During his lifetime, records by Ettlinger appeared with Decca, RCA and Harmonia Mundi. In addition, many of his concerts were recorded by Kol Yisrael, Israel's radio service. One of Ettlinger's most acclaimed recordings is his performance of Brahms's Clarinet Quintet together with the Tel Aviv Quartet, which appeared in the 1960s on a Decca record, and is considered one of the outstanding recorded interpretations of this piece. The recording was reissued in the 1980s as a Sony CD for limited distribution. This CD also featured another recording by Ettlinger and the Tel Aviv Quartet, of Mozart's Clarinet Quintet.

===Records===

- BRAHMS, Clarinet Quintet in B minor, Op. 115. Yona Ettlinger (clarinet), Tel Aviv Quartet (Chaim Taub, Menahem Breuer, violins; Daniel Benyamini, viola; Uzi Wiesel, cello). Decca, L'Oiseau-Lyre OLS-R146. Recorded in London, 1962.
- MOZART, Clarinet Quintet in A, K.581 / Quartet Nº21 in D, K.575. Yona Ettlinger (clarinet), Tel Aviv Quartet (Chaim Taub, Yefim Boyko, violins; Daniel Benyamini, viola; Uzi Wiesel, cello). RCA RL-37003. Recorded in London, 1976.
- BRAHMS, The Two Sonatas for Clarinet and Piano, Op. 120. Yona Ettlinger (clarinet), Pnina Salzman (piano). RCA FRL1-0131. Recorded in Jerusalem, 1975.

===CDs===

- MOZART, Clarinet Quintet in A, K.581. BRAHMS, Clarinet Quintet in B minor, Op. 115. Yona Ettlinger (clarinet), Tel Aviv Quartet (the 1962 and 1976 recordings). Sony-Edition 3. Issued 1988 and reprinted 1998, both prints in limited distributions.
- PNINA SALZMAN Vol. 2, BRAHMS: Trio for Piano, Clarinet and Cello in A minor Op. 114, Sonata for Clarinet and Piano in F minor Op. 120 No. 1, Sonata for Clarinet and Piano in E♭ major Op. 120 No. 2. Yona Ettlinger (clarinet), Pnina Salzman (piano), Uzi Wiesel (cello). Recorded live, Jerusalem, 1975. Doremi Records, DHR-7830.
- PNINA SALZMAN Vol. 6, MOZART: Trio for Clarinet, Viola and Piano in E♭ major, K. 498. Yona Ettlinger (clarinet), Daniel Benjamini (viola), Pnina Salzman (piano). Recorded live, Tel Aviv, 1975. Doremi Records, DHR-7870/1 (2 CDs including other pieces by Mozart, Bach, Liszt and De Falla).
- PNINA SALZMAN Vol. 7, SCHUMANN, Three Romances for Clarinet and Piano Op. 94. BEETHOVEN, Trio for Clarinet, Cello and Piano in B♭ major, Op. 11. C.P.E. BACH, 4 Sonatas for Clarinet, Piano and Cello from Wq.92: Allegretto, Allegro, Andante, Allegro di molto. GLINKA, Trio for Clarinet, Cello and Piano in D minor. POULENC, Sonata for Clarinet and Piano (2 versions). RAMEAU-ETTLINGER, Suite for Clarinet and Piano. Yona Ettlinger (clarinet), Pnina Salzman (piano), Uzi Wiesel (cello). Doremi Records, DHR-7883-7 (5 CDs including other pieces by Schumann, Debussy and others).
- YONA ETTLINGER - CLARINET CONCERTOS: MOZART, Clarinet Concerto in A major, K.622. Carl STAMITZ, Clarinet Concerto No.3 in B♭ major. HANDEL-ETTLINGER, Clarinet Concerto in G minor. J. C. BACH-ETTLINGER: Clarinet Concerto in D major. Yona Ettlinger (clarinet), Israel Chamber Orchestra, Gary Bertini – conductor, Israel Radio Orchestra, Mendi Rodan – conductor. Doremi Records, DHR-7859.
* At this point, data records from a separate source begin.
PR #749, opened 2018-04-27
FOGL-1287 schedule repeat interval fixed for stats and schedule

ashish-jabble:
Fix works with both storage engines
- [x] postgres
- [x] sqlite

**Tests O/P**
`=== 1093 passed, 13 skipped in 56.61 seconds ===`

### DIFF
--- a/python/foglamp/services/core/api/statistics.py
+++ b/python/foglamp/services/core/api/statistics.py
@@ -9,7 +9,7 @@ from aiohttp import web
 
 from foglamp.common.storage_client.payload_builder import PayloadBuilder
 from foglamp.services.core import connect
-
+from foglamp.services.core.scheduler.scheduler import Scheduler
 
 __author__ = "Amarendra K. Sinha, Ashish Jabble"
 __copyright__ = "Copyright (c) 2017 OSIsoft, LLC"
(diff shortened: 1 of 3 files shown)


amarendra-dianomic:
@MarkRiddoch, @izoratti, @pintomax of late, we have noticed that there has been a series of requirements that calls for adjustments in python code to suit Sqlite plugin as below:
a) [PR#672](https://github.com/foglamp/FogLAMP/pull/672) to adjust schedule_day
b) FOGL-1287 for adjusting "repeat" col resulting in this PR 
c) FOGL-1292 for adjustment of timezone

There is no surety that there will not be any more need for such tweaking. Later, if we decide to add support for more DB engines such as MongoDB etc, would we be doing all such tweaking for newer DBs, should a need arise, in Scheduler code and other Python code?

Therefore, I am of very strong opinion that all such storage plugin related adjustments MUST go into storage layer code and NOT in any client code under any circumastances.

MarkRiddoch:
@amarendra-dianomic The storage layer should hide the difference between storage systems that we use and hence the code outside of the storage layer should not change. This is the goal, but the reality is that the first implementation was based on Postgres and there are areas where it reflected too closely what postgres does. I agree that longer term changes will not be made to satisfy particular storage plugins, and certainly there should never be code that is aware of which plugin is in use outside of the plugin, but in the short term we may have situations where we discover a made choice was made and we have tweak the interface to make it more generic or to resolve an issue where the interface was too closely tied to a particular storage engine. This should become more and more rare as we introduce the third and fourth storage plugins.

PR #750, opened 2018-04-30
Sqlite specific code removed + some minor refactoring

amarendra-dianomic:
Test result on postgres:
`=================================================== 1072 passed, 13 skipped in 49.72 seconds ====================================================
`

Test result on sqlite:
`=================================================== 1072 passed, 13 skipped in 49.72 seconds ====================================================
`


praveen-garg:
could we please update the tests too? I think we need works if  x := 1 and expect fail if x := "1"

amarendra-dianomic:
@praveen-garg tests fixed. Please check.

PR #756, opened 2018-05-01
FOGL-641 - Timebucket support added to Payload Builder

amarendra-dianomic:
Test result:
`=================================================== 1110 passed, 13 skipped in 51.43 seconds ====================================================
`

### DIFF
--- a/python/foglamp/common/storage_client/payload_builder.py
+++ b/python/foglamp/common/storage_client/payload_builder.py
@@ -566,9 +566,9 @@ class PayloadBuilder(object):
         Forms a json to return a dict of timebucket col
 
         :param timestamp: timestamp col
-        :param size: size
-        :param fmt: format string
-        :param alias: alias
+        :param size: bucket size in seconds, defaults to "1"
+        :param fmt: format string, optional
+        :param alias: alias, optional
         :return:
         :example:
         PayloadBuilder().TIMEBUCKET("user_ts", "5").payload() returns
--- a/python/foglamp/common/storage_client/payload_builder.py
+++ b/python/foglamp/common/storage_client/payload_builder.py
@@ -561,7 +561,7 @@ class PayloadBuilder(object):
         return cls
 
     @classmethod
-    def TIMEBUCKET(cls, timestamp, size, fmt=None, alias=None):
+    def TIMEBUCKET(cls, timestamp, size="1", fmt=None, alias=None):
         """
         Forms a json to return a dict of timebucket col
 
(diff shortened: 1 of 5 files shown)


tests/unit/python/foglamp/common/storage_client/data/payload_timebucket1.json
```diff
@@ -0,0 +1,6 @@
+{
+  "timebucket" : {
+                    "timestamp" : "user_ts",
+                    "size"      : "5"
```
praveen-garg: what is size here?!

amarendra-dianomic: >The time bucket directive allows a timestamp column to be defined, the size of each time bucket, in seconds, an optional date format for the timestamp written in the results and an optional alias for the timestamp property that is written.

>If no size element is present then the default time bucket size is 1 second.

python/foglamp/common/storage_client/payload_builder.py
```diff
@@ -560,6 +560,50 @@ def JSON_PROPERTY(cls, *args):
                     cls.query_payload["json_properties"] = [json_property]
         return cls
 
+    @classmethod
+    def TIMEBUCKET(cls, timestamp, size="1", fmt=None, alias=None):
+        """
+        Forms a json to return a dict of timebucket col
+
+        :param timestamp: timestamp col
+        :param size: size
```
praveen-garg: add docstring here too

python/foglamp/common/storage_client/payload_builder.py
```diff
@@ -560,6 +560,50 @@ def JSON_PROPERTY(cls, *args):
                     cls.query_payload["json_properties"] = [json_property]
         return cls
 
+    @classmethod
+    def TIMEBUCKET(cls, timestamp, size="1", fmt=None, alias=None):
```
praveen-garg: will it be a string? `size="1"`

MarkRiddoch: @amarendra-dianomic as per your questions...

I don't believe the size default needs to be dealt with in the payload builder. If there is no size in the payload the storage layer gets it will use the default value of 1.

In retrospect the size would probably be best specified as a number rather than a string. Currently the storage layer only accepts a string. I suggest we leave it as a string for now and look at make it accept a number later.

I think seconds is good enough for this, the idea was to have time bucket style readings, for sub-second values to make sense I think we would need to have a very high frequency sensor. Again let's leave it expressed in seconds until we see a need for sub-second resolution.

MarkRiddoch:
Thanks Ashish, using a size greater than the list, i.e. greater then 60 for seconds and minutes and greater than 24 for hours probably doesn't not make much sense. We should probably limit this in the API and have an error returned in these case, or at the least document this limitation in the short-term. 

I suspect the differences in the payload format is an accident of history between the asset browser and the storage layer. I suggest we leave as it is for now.

PR #761, opened 2018-05-02
FOGL-1298 fix to check if foglamp pid is valid upon startup

ashwinscale:


extras/scripts/foglamp.service
```diff
@@ -74,8 +74,13 @@ case "$1" in
     if [ $PID -eq 0 ]; then
       foglamp_start
     else
-      echo "FogLAMP already running [$PID]"
-      exit 0
+      if [ -z "`ps axf | grep ${PID} | grep -v grep`" ]; then
```
izoratti: I think this is fine, but to be clear it is possible there are false positives, it would be better to capture only the PID and then decide to rm the file. 
Example:
PID in file is 12
You find a row with PID (or another string) 1234 >>> it will be identified as FogLAMP running. It happened to me many times during the tests.
I would recommend to cut or awk the result first.

ashwinscale: Perhaps I should use ps -p [pid] and base it on the return value:

amg@ubuntuserver1604:~/FogLAMP$ ps -p '29870'
  PID TTY          TIME CMD
29870 pts/1    00:00:34 python3
amg@ubuntuserver1604:~/FogLAMP$ echo $?
0
amg@ubuntuserver1604:~/FogLAMP$ ps -p '29832'
  PID TTY          TIME CMD
amg@ubuntuserver1604:~/FogLAMP$ echo $?
1
amg@ubuntuserver1604:~/FogLAMP$ ps -p '298'
  PID TTY          TIME CMD
  298 ?        00:00:00 bioset
amg@ubuntuserver1604:~/FogLAMP$ echo $?
0

PR #769, opened 2018-05-07
Fogl 1297: Sqlite does not return machine time as postgres does

pintomax:


pintomax:
The timestamp "2018-05-07 08:15:17.401555+00:00" is added by fogbench and it's in UTC (+00:00)

The data returned it's taken as it is: if data is inserted with localtime( with now() for example) we get it back as it is accordingly to current time zone.

====

sqlite> update readings set user_ts = '2018-05-07 08:39:28.960735+05:30' where id = 200;
sqlite> select id, user_ts, datetime(user_ts) from readings where id = 200;
200|2018-05-07 08:39:28.960735+05:30|2018-05-07 03:09:28

curl '127.0.0.1:8081/foglamp/asset/fogbench%2Fwall%20clock' | jq

```
  {
    "timestamp": "2018-05-07 03:09:28.960",
    "reading": {
      "tick": "tock"
    }
  }
```

Singhal-Vaibhav:
@pintomax ,
Totally agree. This needs to be fixed at python side. Lets address that in FOGL-1313

Singhal-Vaibhav:
This also fixes FOGL-1242, @ashish-jabble Can you have a quick look?

pintomax:
@ashish-jabble This branch is only for SQLite storage plugin.

We might decide to modify Postgres init.sql later.

PR #800, opened 2018-05-17
FOGL-1345: fixed.

sstefano69:


sstefano69:
@ashish-jabble, consider that regardless of id you provide the last backup is going to be restored. 
it is a known situation.

PR #802, opened 2018-05-18
FOGL-1351: sending process: position read and updated changed

sstefano69:


sstefano69:
from 1.100 rows/second to 1.428 rows/sec

sstefano69:
Obsolete in favor of #804

PR #178, opened 2020-10-14
Group parameter usage while generating runId

Upgreydd:


Upgreydd:
Specifying the same runId forces agents to use the same specs.

PR #181, opened 2020-10-15
Parsing of `--group` parameter and nesting runs into accordion

Upgreydd:
thx to @pleszkowicz

### DIFF
--- a/.gitignore
+++ b/.gitignore
@@ -68,3 +68,6 @@ credentials
 
 # Minio
 /data
+
+# IntelliJ
+.idea
--- a/packages/api/src/generated/graphql.ts
+++ b/packages/api/src/generated/graphql.ts
@@ -172,6 +172,7 @@ export type Commit = {
 export type RunMeta = {
   __typename?: 'RunMeta';
   groupId?: Maybe<Scalars['String']>;
+  group?: Maybe<Scalars['String']>;
   ciBuildId?: Maybe<Scalars['String']>;
   projectId?: Maybe<Scalars['String']>;
   commit?: Maybe<Commit>;
@@ -539,6 +540,7 @@ export type CommitResolvers<ContextType = any, ParentType extends ResolversParen
 
 export type RunMetaResolvers<ContextType = any, ParentType extends ResolversParentTypes['RunMeta'] = ResolversParentTypes['RunMeta']> = {
   groupId?: Resolver<Maybe<ResolversTypes['String']>, ParentType, ContextType>;
+  group?: Resolver<Maybe<ResolversTypes['String']>, ParentType, ContextType>;
   ciBuildId?: Resolver<Maybe<ResolversTypes['String']>, ParentType, ContextType>;
   projectId?: Resolver<Maybe<ResolversTypes['String']>, ParentType, ContextType>;
   commit?: Resolver<Maybe<ResolversTypes['Commit']>, ParentType, ContextType>;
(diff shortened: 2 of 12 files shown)


agoldis:
@Upgreydd thanks a lot for creating the PR! 

Looking at how the original cypress designed their dashboard, runs contains groups: 

Screen Shot 2020-10-15 at 9 56 18 PM

While this PR implements an inverse relation:

Screen Shot 2020-10-15 at 9 55 36 PM

So what does it take to implement it right? Quite a lot :) Let's try to break it down.

--- 

Let's say we have 2 cypress agents running on different machines, agent A runs group A specs, agent B runs group B tests.
Groups A and B have different specs.

Here's what happens behind the scenes

1. First request from an agent hits sorry cypress (I call it [joining a run](https://github.com/sorry-cypress/sorry-cypress/blob/master/packages/director/src/app.ts#L35))

- figures out if there's an already existing run create a new run if none exist
- respond with `runId`, `machineId` and `groupId`, agents will send back those params with subsequent request

Now we keep in mind that:
  - when creating a new run sc [calculates a hash](https://github.com/sorry-cypress/sorry-cypress/blob/master/packages/director/src/lib/hash.ts#L5) that is based on `ciBuildId + commit.sha + projectId + specs.join(' ')`. If two machines send the same parameters, they will be part of the same run. To support the scenario above we need to get rid of specs list while building that hash.
  - it tries to create a new run with `runId`, if [creation fails](https://github.com/sorry-cypress/sorry-cypress/blob/master/packages/director/src/execution/mongo/runs/run.controller.ts#L48) - it means there's already an existing run, so we are returning an pre-existing run
  - to support groups, we need to change run schema to have "groups" instead of 'group' and update this field when a new group is detected for the same run
  - we also need to set group for each spec - that's in order to properly show grouping in UI and actually support parallelization on group level (more on that later)

2. Subsequent request is to ["get a task to run"](https://github.com/sorry-cypress/sorry-cypress/blob/master/packages/director/src/app.ts#L66)

An agent asks director what should be the next task to run. 

- the agents sends `runId`, `machineId` and `groupId` received from previous step. That's how parallelization works - director directs agents what's next tasks to run. 
- director identifies the next available task for a run, marks it as `claimed` and send it back to requesting agent.
- there's a subtle chance of race condition, so there's some ["advanced 👹"](https://github.com/sorry-cypress/sorry-cypress/blob/672b3ebe570e2d0e5cbab14062e4105195afa1ab/packages/director/src/execution/mongo/runs/run.model.ts#L85) DB query for that
- to support groups, we'd scope the set of "available tasks" only to the requested `groupId` 

3. API and dashboard adjustments 

Due to the changes to data structure, there are few changes required in how GraphQL resolves the data and how UI fetches the data. I think you've mostly done that part.

---

Now you see why isn't that feature ready yet. So far there were only 2 requests to support grouping, so I have been deferring this task. 

May be there's some easier and more creative solution. Let me know what do you think about this write up :)

Upgreydd:
@agoldis can I reach you online at some communicator to talk about this for few minutes. I'll try to give you little insight

agoldis:
Sure, let's try to sync on [slack](https://app.slack.com/client/T013PH329PT)

Upgreydd:
@agoldis Sure but it's asking me to provide workspace name, login, and password. I've tried to provide workspace "sorry-cypress" but probably I'm not authorized to join without an invitation link or existing account.

agoldis:
My bad
https://join.slack.com/t/sorry-cypress/shared_invite/zt-eis1h6jl-tJELaD7q9UGEhMP8WHJOaw

Upgreydd:
@agoldis check slack please :+1:

Upgreydd:
Resolved in https://github.com/sorry-cypress/sorry-cypress/pull/189

PR #184, opened 2020-10-16
Group by ciBuildId

Upgreydd:
thx to @pleszkowicz

- Adds Toggle for stacking builds by `ciBuildId`
- Nice formatting and minimizing would be done in next PR

Stack runs disabled:
image
Stack runs enabled:
image
Stack runs enabled and accordion expanded:
image

### DIFF
--- a/packages/dashboard/src/views/RunsView.tsx
+++ b/packages/dashboard/src/views/RunsView.tsx
@@ -1,8 +1,9 @@
 import { getProjectPath, navStructure } from '@src/lib/navigation';
 import { Button } from 'bold-ui';
 import React, { useLayoutEffect } from 'react';
-import { RunSummary } from '../components/run/summary';
-import { useGetRunsFeedQuery } from '../generated/graphql';
+import { RunSummary, RunCiGroupSummary } from '../components/run/summary';
+import { FullRunSpec, Run, useGetRunsFeedQuery } from '../generated/graphql';
+import { useStackRuns } from '@src/hooks/useStackRuns';
 
 type RunsViewProps = {
   match: {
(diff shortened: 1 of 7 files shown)


packages/dashboard/src/views/RunsView.tsx
```diff
@@ -73,11 +75,30 @@ export function RunsView({
   if (!runFeed.runs.length) {
     return <div>No runs have started on this project.</div>;
   }
+
+  const groupedRuns: any[] = [];
+  data.runFeed.runs.forEach((run) => {
```
jhicken, line 80: What do you do if all the runs for this group are not in this page of results?

jhicken: I think this needs more thought. Particularly if we add filtering to these run results. Which I think we should.

agoldis:
"Run" is actually a "group by ciBuildId", I think removing specs from runId hash would solve the problem for @Upgreydd. Will validate that nothing goes left tonight. More details in https://github.com/sorry-cypress/sorry-cypress/pull/181. 

--- 

- when creating a new run sc calculates a hash that is based on `ciBuildId + commit.sha + projectId + specs.join(' ')`. If two machines send identical parameters, they will be associated with the same run. To support the scenario above we need to get rid of specs list while building that hash.

- it tries to create a new run with runId, if creation fails - there's already an existing run, so we are returning this pre-existing run

packages/dashboard/src/views/RunsView.tsx
Upgreydd: it will be updated after clicking `Load more`

Upgreydd:
Resolved in https://github.com/sorry-cypress/sorry-cypress/pull/189

luengnat:
@Upgreydd  the accordion is still not in the build. Should we add the support for that as well?

PR #192, opened 2020-10-22
Remove unneeded port exposure in docker-compose files

### LINKED ISSUE #190: Reconsider docker-compose configuration
The current docker-compose files expose all ports to the host machine, which seems very odd to me. Combined with no authentication configuration for Mongo DB [docker-compose.full.yml](https://github.com/sorry-cypress/sorry-cypress/blob/master/docker-compose.full.yml#L7), it is just exposed to the outside and anyone can access it. There are tons of bots constantly scanning for open databases and you can see in #174 that these servers are actually hacked. 

When using docker-compose all containers have access to each other without having to expose the ports, so I would remove the exposed ports of mongo DB.

```
  mongo:
    image: mongo:4.0
```

Any ideas @agoldis ?

dlavrenuek:
Closes #190 

This PR addresses exposure of unneeded ports in docker-compose files. These files are very convenient to use but might provide a high risk when used for running on an actual server/cloud. Because the [documentation](https://sorry-cypress.dev/quickstart) only mentions running the `docker-compose.minio.yml`, I would like to make the intend more clear by adding a `docker-compose.dev.yml` that can be used on top of other docker compose files to expose extra ports.

I feel like these changes could be documented somewhere but on the other hand anyone who works on the project and needs the extra ports locally will figure it out, since this was not documented before either.

### Changes included
- `docker-compose.yml`
  - removed node debug port `9230` from `api` service
  - removed node debug port `9229` from `director` service
  - removed MongoDB connection port `27017` from `mongo` service
- `docker-compose.full.yml`
  - removed MongoDB connection port `27017` from `mongo` service
- `docker-compose.minio.yml`
  - removed MongoDB connection port `27017` from `mongo` service

### Running the services
Starting the services with exposed ports as they were before the change can be done by including the `docker-compose.dev.yml` file as following:

#### default
```bash
docker-compose -f docker-compose.yml -f docker-compose.dev.yml up
```

#### minio
```bash
docker-compose -f docker-compose.minio.yml -f docker-compose.dev.yml up
```

#### full
```bash
docker-compose -f docker-compose.full.yml -f docker-compose.dev.yml up
```

### DIFF
--- a/CONTRIBUTE.md
+++ b/CONTRIBUTE.md
@@ -1,0 +1,15 @@
+## Running the services in dev mode
+
+Starting the services with exposed ports by including the `docker-compose.dev.yml` file as following:
+
+### default
+
+`docker-compose -f docker-compose.yml -f docker-compose.dev.yml up`
+
+### minio
+
+`docker-compose -f docker-compose.minio.yml -f docker-compose.dev.yml up`
+
+### full
+
+`docker-compose -f docker-compose.full.yml -f docker-compose.dev.yml up`
--- a/docker-compose.dev.yml
+++ b/docker-compose.dev.yml
@@ -1,0 +1,14 @@
+version: '3.6'
+
+services:
+  mongo:
+    ports:
+      - 27017:27017
+
+  director:
+    ports:
+      - 9229:9229
+
+  api:
+    ports:
+      - 9230:9230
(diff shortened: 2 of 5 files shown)


agoldis:
Thanks for taking care of that issue!

agoldis (approved):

==Arrangements for the Clarinet==
In addition to his career as soloist, orchestra player, conductor and teacher, Ettlinger added to the clarinet literature a couple of important arrangements from the Baroque and the early Classical period.

- Bach, Johann Christian and Wolfgang Amadeus Mozart. Concerto in E-flat Major for Clarinet and Strings, arr. Yona Ettlinger. Boosey & Hawkes, London, 1974.
- Mozart, Wolfgang Amadeus. Four Church Sonatas for Clarinet and Piano, arr. by Yona Ettlinger. Boosey & Hawkes, London, 1978.
- Mozart, Wolfgang Amadeus. Tema Con Variazioni and Rondo, from Serenade for 13 Wind Instruments (Gran Partita) K.361. Broekmans & Van Poppel, Amsterdam.
- Rameau, Jean Philippe. Suite, arr. Yona Ettlinger. Boosey & Hawkes, London, 1968.
- Rossini, Gioacchino, Sonata No. 3, arr. Yona Ettlinger. Boosey & Hawkes, London, 1982.
- Pre-Classical Encores for Clarinet, Piano and Cello or Bassoon Continuo. A selection of pieces by J.S. Bach, J.C. Bach, Scarlatti, Pergolesi, Rameau, Sammartini, Senaille, Veracini, Fiorillo. arr. by Yona Ettlinger. Edition Peters, New York, 1984.

Additional arrangements by Ettlinger for concerti by Pergolesi, Handel and Veracini are performed by Ettlinger's many followers, but have not appeared in print.